● Aim of the task
Pull out every line below holding the word "that".

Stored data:
..........

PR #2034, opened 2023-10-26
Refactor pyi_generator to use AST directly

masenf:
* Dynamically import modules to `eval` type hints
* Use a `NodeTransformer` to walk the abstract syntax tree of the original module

..........

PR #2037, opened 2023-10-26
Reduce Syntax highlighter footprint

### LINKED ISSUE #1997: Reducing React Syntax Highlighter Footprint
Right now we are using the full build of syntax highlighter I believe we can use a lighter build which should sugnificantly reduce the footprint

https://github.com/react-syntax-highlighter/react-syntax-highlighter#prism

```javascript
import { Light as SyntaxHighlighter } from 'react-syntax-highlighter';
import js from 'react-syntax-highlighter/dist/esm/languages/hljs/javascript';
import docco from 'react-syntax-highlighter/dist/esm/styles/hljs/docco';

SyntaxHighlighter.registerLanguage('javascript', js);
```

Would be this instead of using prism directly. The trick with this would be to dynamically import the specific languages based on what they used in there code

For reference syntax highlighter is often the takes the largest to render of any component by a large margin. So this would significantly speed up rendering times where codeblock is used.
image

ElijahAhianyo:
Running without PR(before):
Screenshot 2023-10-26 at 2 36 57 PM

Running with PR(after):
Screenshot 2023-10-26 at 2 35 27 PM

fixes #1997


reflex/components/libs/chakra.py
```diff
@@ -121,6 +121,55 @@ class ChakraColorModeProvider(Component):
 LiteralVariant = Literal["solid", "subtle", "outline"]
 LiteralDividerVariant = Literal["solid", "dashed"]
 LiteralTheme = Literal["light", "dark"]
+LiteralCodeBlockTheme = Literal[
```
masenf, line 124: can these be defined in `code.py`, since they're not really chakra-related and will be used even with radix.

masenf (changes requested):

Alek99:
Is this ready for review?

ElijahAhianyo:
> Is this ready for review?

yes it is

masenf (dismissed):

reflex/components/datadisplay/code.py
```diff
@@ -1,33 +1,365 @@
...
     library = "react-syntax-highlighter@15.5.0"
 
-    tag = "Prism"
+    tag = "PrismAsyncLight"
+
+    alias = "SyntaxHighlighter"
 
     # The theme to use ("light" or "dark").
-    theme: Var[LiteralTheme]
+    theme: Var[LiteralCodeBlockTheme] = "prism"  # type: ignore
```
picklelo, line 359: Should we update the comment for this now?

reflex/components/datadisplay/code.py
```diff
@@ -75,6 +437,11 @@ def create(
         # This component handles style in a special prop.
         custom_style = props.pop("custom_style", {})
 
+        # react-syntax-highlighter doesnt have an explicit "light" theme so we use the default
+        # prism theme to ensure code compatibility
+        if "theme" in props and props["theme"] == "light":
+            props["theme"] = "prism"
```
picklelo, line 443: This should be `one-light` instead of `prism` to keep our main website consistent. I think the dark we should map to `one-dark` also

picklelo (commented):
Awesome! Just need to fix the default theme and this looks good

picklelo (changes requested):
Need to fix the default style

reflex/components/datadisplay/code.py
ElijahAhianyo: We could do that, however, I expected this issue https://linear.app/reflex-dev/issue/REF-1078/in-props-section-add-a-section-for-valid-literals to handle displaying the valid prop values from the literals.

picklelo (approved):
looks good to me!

..........

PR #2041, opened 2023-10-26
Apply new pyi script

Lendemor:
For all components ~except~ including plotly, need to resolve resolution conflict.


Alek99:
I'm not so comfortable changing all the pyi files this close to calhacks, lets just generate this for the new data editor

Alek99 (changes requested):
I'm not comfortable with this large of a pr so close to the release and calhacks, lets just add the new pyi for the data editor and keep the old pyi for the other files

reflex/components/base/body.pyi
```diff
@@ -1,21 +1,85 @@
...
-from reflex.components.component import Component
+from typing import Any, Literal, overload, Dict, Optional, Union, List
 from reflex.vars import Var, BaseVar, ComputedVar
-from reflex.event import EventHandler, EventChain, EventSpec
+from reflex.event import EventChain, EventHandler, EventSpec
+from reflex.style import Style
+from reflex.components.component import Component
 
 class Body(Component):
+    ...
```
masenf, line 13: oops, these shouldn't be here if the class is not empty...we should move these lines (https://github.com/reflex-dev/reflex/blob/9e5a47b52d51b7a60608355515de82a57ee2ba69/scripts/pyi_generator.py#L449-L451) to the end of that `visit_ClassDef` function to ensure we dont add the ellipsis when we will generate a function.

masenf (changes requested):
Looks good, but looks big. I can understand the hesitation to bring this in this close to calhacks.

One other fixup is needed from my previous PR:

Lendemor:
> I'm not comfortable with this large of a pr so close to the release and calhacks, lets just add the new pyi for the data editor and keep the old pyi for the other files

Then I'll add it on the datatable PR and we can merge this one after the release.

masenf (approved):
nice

..........

● Exercise response
ElijahAhianyo: We could do that, however, I expected this issue https://linear.app/reflex-dev/issue/REF-1078/in-props-section-add-a-section-for-valid-literals to handle displaying the valid prop values from the literals.
masenf, line 13: oops, these shouldn't be here if the class is not empty...we should move these lines (https://github.com/reflex-dev/reflex/blob/9e5a47b52d51b7a60608355515de82a57ee2ba69/scripts/pyi_generator.py#L449-L451) to the end of that `visit_ClassDef` function to ensure we dont add the ellipsis when we will generate a function.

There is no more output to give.